Perform overlap filtering of redundant tandem repeat annotations.

Here you learn how to detect tandem repeat annotations from multiple sources for different types of overlap, and filter them accordingly.

Requirements for this tutorial:

Read in tandem repeat annotations.

import os, pickle
from tral import sequence
from tral.paths import PACKAGE_DIRECTORY

fRepeat_Pickle = os.path.join(PACKAGE_DIRECTORY, "examples", "data", "HIV-1_388796.pickle")

with open(fRepeat_Pickle, 'rb') as fh:
    lHIV_Sequence = pickle.load(fh)

Filter overlapping tandem repeats.

Tandem repeats can be clustered according to different types of overlap:

overlap_type = "shared_char"
for iSequence in lHIV_Sequence:
    iSequence.get_repeatlist("denovo").cluster(overlap_type)

In the first sequences, no repeats share any chars, however in the second sequence, three tandem repeats overlap:

>>> print(lHIV_Sequence[0].get_repeatlist("denovo").d_cluster[overlap_type])
[{5}, {4}, {3}, {2}, {1}, {0}]
>>> print(lHIV_Sequence[1].get_repeatlist("denovo").d_cluster[overlap_type])
[{4, 5}, {0, 2, 3}, {1}]

Tandem repeats can also directly be filtered of overlapping tandem repeats. Here, we need to choose to retain one of the overlapping tandem repeats.

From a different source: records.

PR #4040, opened 2026-05-19
Hide navigation bar on native login view presentation

sfdctaka:
## Summary
- Hide the `SFSDKNavigationController` navigation bar when presenting custom native login view controllers in `presentLoginView:`
- Previously, the wrapping nav controller's bar (styled with Salesforce blue) was visible by default. `SFLoginViewController` hides it internally, but custom native login VCs had no such handling — resulting in an unwanted nav bar appearing on top of the app's login UI, especially on re-presentation after fallback-to-web-auth → back
- Add unit test verifying the navigation bar is hidden when a native login VC is presented

## Test plan
- [x] New unit test `testNativeLoginPresentationHidesNavigationBar` passes
- [x] Test correctly fails when the fix is reverted
- [x] All existing `NativeLoginManagerTests` pass
- [x] Manual verification: use an app with custom native login, trigger fallback to web auth, press back — confirm no blue nav bar appears

### DIFF
--- a/libs/SalesforceSDKCore/SalesforceSDKCoreTests/NativeLoginManagerTests.swift
+++ b/libs/SalesforceSDKCore/SalesforceSDKCoreTests/NativeLoginManagerTests.swift
@@ -178,3 +178,14 @@ final class NativeLoginManagerTests: XCTestCase {
         return user
     }
 }
+
+// MARK: - Test Helpers
+
+private class MockPresenterViewController: UIViewController {
+    var onPresent: ((UIViewController) -> Void)?
+
+    override func present(_ viewControllerToPresent: UIViewController, animated flag: Bool, completion: (() -> Void)? = nil) {
+        onPresent?(viewControllerToPresent)
+        completion?()
+    }
+}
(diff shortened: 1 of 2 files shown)


libs/SalesforceSDKCore/SalesforceSDKCoreTests/NativeLoginManagerTests.swift
```diff
@@ -125,6 +125,47 @@ final class NativeLoginManagerTests: XCTestCase {
...
+        // Native login is already configured via `nativeLoginManager` property.
+        XCTAssertTrue(accountManager.nativeLoginEnabled, "Native login should be enabled.")
+        accountManager.shouldFallbackToWebAuthentication = false
+
+        let expectation = self.expectation(description: "Auth view presented")
+        var presentedController: UIViewController?
+
+        // Set up auth window with a mock VC that captures presentViewController: calls.
+        // This lets the real presentLoginView: execute end-to-end.
+        let mockPresenter = MockPresenterViewController()
```
bbirman, line 145: Is there a file missing from the commit? It looks like building the tests fails with `Cannot find 'MockPresenterViewController' in scope`

sfdctaka: Added back test helper which I manually mistakenly removed when fixing whitespace vs tab after Claude had formatted the code.

bbirman (approved):

wmathurin (approved):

For example the following usage will first retain the tandem repeats of lowest p-Value according to the score, and in case there still are draws, retain the tandem repeat of lowest divergence:

overlap_type = "common_ancestry"
score = "phylo_gap001"
for iSequence in lHIV_Sequence:
    repeat_list_filtered = iSequence.get_repeatlist("denovo").filter("none_overlapping", (overlap_type, None), [("pvalue", score), ("divergence", score)])
    iSequence.set_repeatlist(repeat_list_filtered, "denovo_non_overlapping")

The resulting result_list now only contains tandem repeats that do not overlap according the common ancestry overlap:

>>> len([iR for iS in lHIV_Sequence for iR in iS.get_repeatlist("denovo").repeats])
28
>>> len([iR for iS in lHIV_Sequence for iR in iS.get_repeatlist("denovo_non_overlapping").repeats])
23

Available types of overlap/redundancy detection

There are currently two types of overlap implemented:

  • “shared_char”: Do two tandem repeats contain any two chars in common?

  • “common ancestry”: Do two tandem repeats have at least two chars in the same column of their tandem repeat unit alignments? This approach is more conservative than “shared char”. This approach has been used in the MBE and New Phytologist publications, 2014.

For clustering, overlap is assumed to be a transitive attribute. That is, if tandem repeats A & B, as well as B & C overlap, all tandem repeats A, B & C are clustered, no matter whether A and C do also overlap.